*WHAT YOU SHOULD DO*:
A complete transcription of the material, exact in every line, is what is wanted.

*PROVIDED MATERIAL*:
Issue #2349, opened 2026-08-26
`mapfile` (bash 4) keeps six gate scripts from running on macOS stock bash — and check_gate_portability.sh does not know about it


mizchi:
**Body restated 2026-09-06 against main at `e16855e`.** The doctest third of the original report is fixed; the formatter third is not, and it reaches four more scripts than were named. See the [re-measurement comment](https://github.com/mizchi/vibe-lang/issues/2349#issuecomment-5559833593).

## Problem

`mapfile` is a bash 4 builtin. macOS ships bash 3.2, so every script below aborts before it can validate anything, and the documented local sign-off commands (`pkf run fmt`, `bash scripts/check_vibe_fmt.sh`, `pkf run release-check`) do not run on a supported contributor environment:

| script | line |
|---|---|
| `scripts/vibe_fmt_apply.sh` | 39 |
| `scripts/check_vibe_fmt.sh` | 47 |
| `scripts/cache_clean.sh` | |
| `scripts/check_freeze_surface.sh` | |
| `scripts/coverage_wasm_std.sh` | |
| `scripts/lint_method_style_naming.sh` | |

The first two are what the original report hit. The other four were found by grepping for the builtin rather than by running into them, and they mean fixing only the formatter pair leaves `release-check` broken on the same platform for a different reason. The unit of work is the six.

The compiler and the affected unit / typecheck gates themselves pass on macOS — this is a shell-portability defect in the gate layer, not a compiler one.

## ✅ Already fixed: the doctest worker

`scripts/doctest_extract_run.sh` NUL-delimits each tab-separated work-list record (`awk ... printf "%s%c", $0, 0` into `xargs -0`), so tabs survive BSD `xargs`'s `-I` normalization. No work left on that third.

## The reason it recurred, and the part that stops it

`scripts/check_gate_portability.sh` already enforces this class lexically — it rejects `rg` (including through an absolute path like `/usr/bin/rg`), `sed -i` with no suffix (GNU takes an optional one, BSD requires it, so the bare form aborts there), and `grep -E` with `\t` or `\d`. It has no rule for bash 4 builtins, which is why six uses accumulated under a gate whose whole job is this.

`AGENTS.md` states the failure mode this belongs to: *a gate that fails for a reason unrelated to what it checks gets excused rather than fixed.* A gate that cannot run at all on a supported platform is the limit case.

## Done when

[...]

PR #2352, opened 2026-08-26
Make parameterized traits semantically real

### LINKED ISSUE #2336: Make parameterized traits and bound arguments semantically real
Second implementation slice of #2269 / ADR-0110, after #2335.

## Problem

`trait Iter[A]` parameters currently parse but are relaxed to unknown at dispatch, while trait bounds and impl matching are largely bare-name based. HKT requires first-order parameterized traits to work before constructor parameters can be sound.

## Scope

- Preserve and instantiate trait declaration parameters in operation signatures.
- Parse and represent applied bounds such as `T: Iter[Int]` and applied impl trait heads.
- Match witnesses by trait arguments, not just the trait name.
- Diagnose arity, argument mismatch, missing instances, and overlaps at the bound site.
- Version every checked-state/artifact encoding changed by the richer bound representation.

## Done when

- Two instantiations of the same trait remain distinct in checking and witness selection.
- A method result/argument mentioning the trait parameter substitutes the concrete bound argument.
- Cross-module contracts preserve applied bounds.
- Existing bare first-order traits remain source compatible.
- Fixtures cover local/imported, generic/concrete, positive/missing/ambiguous cases.

Depends on #2335; blocks kinded constructor parameters in #2269.

mizchi:
Closes #2336

## Summary
- preserve applied trait arguments in bounds and impl heads across parsing, checking, imports, and cached checked state
- instantiate trait methods and witness selection from applied arguments, including generic impl matching and overlap checks
- version affected persistent TypeEnv, TDRE, module interface, and checked-state encodings
- add local and cross-module positive, missing, arity, argument-mismatch, and ambiguity coverage

## Validation
- 1,041/1,041 compiler unit tests
- 481 fixture files and 219 runtime expectations
- seed to stage3 bootstrap fixpoint
- generation and incremental trace checks
- production TDRE oracle
- late compiler gate 106/106 after fixing the detected runtime package dependency declaration
- pre-commit lint gates

The aggregate local gate reaches the known macOS Bash 3 mapfile portability failure tracked by #2349; all preceding compiler gates pass.

### DIFF
--- a/fixtures/parameterized_trait_distinct_witnesses_test.vibe
+++ b/fixtures/parameterized_trait_distinct_witnesses_test.vibe
@@ -1,0 +1,51 @@
+trait Value[A] {
+  value(Self) -> A;
+  choose(Self, A) -> A
+}
+
+struct Both {
+  number: Int;
+  text: String
+}
+
+impl Value[Int] for Both {
+  value(self: Both) -> Int {
+    self.number
+  }
+  choose(_self: Both, value: Int) -> Int {
+    value
+  }
+}
+
+impl Value[String] for Both {
+  value(self: Both) -> String {
+    self.text
+  }
+  choose(_self: Both, value: String) -> String {
+    value
+  }
+}
+
+fn int_value[T: Value[Int]](item: T) -> Int {
+  T::value(item)
+}
+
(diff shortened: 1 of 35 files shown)


mizchi:
@codex review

*THE ANSWER*:
Issue #2349, opened 2026-08-26
`mapfile` (bash 4) keeps six gate scripts from running on macOS stock bash — and check_gate_portability.sh does not know about it


mizchi:
**Body restated 2026-09-06 against main at `e16855e`.** The doctest third of the original report is fixed; the formatter third is not, and it reaches four more scripts than were named. See the [re-measurement comment](https://github.com/mizchi/vibe-lang/issues/2349#issuecomment-5559833593).

## Problem

`mapfile` is a bash 4 builtin. macOS ships bash 3.2, so every script below aborts before it can validate anything, and the documented local sign-off commands (`pkf run fmt`, `bash scripts/check_vibe_fmt.sh`, `pkf run release-check`) do not run on a supported contributor environment:

| script | line |
|---|---|
| `scripts/vibe_fmt_apply.sh` | 39 |
| `scripts/check_vibe_fmt.sh` | 47 |
| `scripts/cache_clean.sh` | |
| `scripts/check_freeze_surface.sh` | |
| `scripts/coverage_wasm_std.sh` | |
| `scripts/lint_method_style_naming.sh` | |

The first two are what the original report hit. The other four were found by grepping for the builtin rather than by running into them, and they mean fixing only the formatter pair leaves `release-check` broken on the same platform for a different reason. The unit of work is the six.

The compiler and the affected unit / typecheck gates themselves pass on macOS — this is a shell-portability defect in the gate layer, not a compiler one.

## ✅ Already fixed: the doctest worker

`scripts/doctest_extract_run.sh` NUL-delimits each tab-separated work-list record (`awk ... printf "%s%c", $0, 0` into `xargs -0`), so tabs survive BSD `xargs`'s `-I` normalization. No work left on that third.

## The reason it recurred, and the part that stops it

`scripts/check_gate_portability.sh` already enforces this class lexically — it rejects `rg` (including through an absolute path like `/usr/bin/rg`), `sed -i` with no suffix (GNU takes an optional one, BSD requires it, so the bare form aborts there), and `grep -E` with `\t` or `\d`. It has no rule for bash 4 builtins, which is why six uses accumulated under a gate whose whole job is this.

`AGENTS.md` states the failure mode this belongs to: *a gate that fails for a reason unrelated to what it checks gets excused rather than fixed.* A gate that cannot run at all on a supported platform is the limit case.

## Done when

[...]

PR #2352, opened 2026-08-26
Make parameterized traits semantically real

### LINKED ISSUE #2336: Make parameterized traits and bound arguments semantically real
Second implementation slice of #2269 / ADR-0110, after #2335.

## Problem

`trait Iter[A]` parameters currently parse but are relaxed to unknown at dispatch, while trait bounds and impl matching are largely bare-name based. HKT requires first-order parameterized traits to work before constructor parameters can be sound.

## Scope

- Preserve and instantiate trait declaration parameters in operation signatures.
- Parse and represent applied bounds such as `T: Iter[Int]` and applied impl trait heads.
- Match witnesses by trait arguments, not just the trait name.
- Diagnose arity, argument mismatch, missing instances, and overlaps at the bound site.
- Version every checked-state/artifact encoding changed by the richer bound representation.

## Done when

- Two instantiations of the same trait remain distinct in checking and witness selection.
- A method result/argument mentioning the trait parameter substitutes the concrete bound argument.
- Cross-module contracts preserve applied bounds.
- Existing bare first-order traits remain source compatible.
- Fixtures cover local/imported, generic/concrete, positive/missing/ambiguous cases.

Depends on #2335; blocks kinded constructor parameters in #2269.

mizchi:
Closes #2336

## Summary
- preserve applied trait arguments in bounds and impl heads across parsing, checking, imports, and cached checked state
- instantiate trait methods and witness selection from applied arguments, including generic impl matching and overlap checks
- version affected persistent TypeEnv, TDRE, module interface, and checked-state encodings
- add local and cross-module positive, missing, arity, argument-mismatch, and ambiguity coverage

## Validation
- 1,041/1,041 compiler unit tests
- 481 fixture files and 219 runtime expectations
- seed to stage3 bootstrap fixpoint
- generation and incremental trace checks
- production TDRE oracle
- late compiler gate 106/106 after fixing the detected runtime package dependency declaration
- pre-commit lint gates

The aggregate local gate reaches the known macOS Bash 3 mapfile portability failure tracked by #2349; all preceding compiler gates pass.

### DIFF
--- a/fixtures/parameterized_trait_distinct_witnesses_test.vibe
+++ b/fixtures/parameterized_trait_distinct_witnesses_test.vibe
@@ -1,0 +1,51 @@
+trait Value[A] {
+  value(Self) -> A;
+  choose(Self, A) -> A
+}
+
+struct Both {
+  number: Int;
+  text: String
+}
+
+impl Value[Int] for Both {
+  value(self: Both) -> Int {
+    self.number
+  }
+  choose(_self: Both, value: Int) -> Int {
+    value
+  }
+}
+
+impl Value[String] for Both {
+  value(self: Both) -> String {
+    self.text
+  }
+  choose(_self: Both, value: String) -> String {
+    value
+  }
+}
+
+fn int_value[T: Value[Int]](item: T) -> Int {
+  T::value(item)
+}
+
(diff shortened: 1 of 35 files shown)


mizchi:
@codex review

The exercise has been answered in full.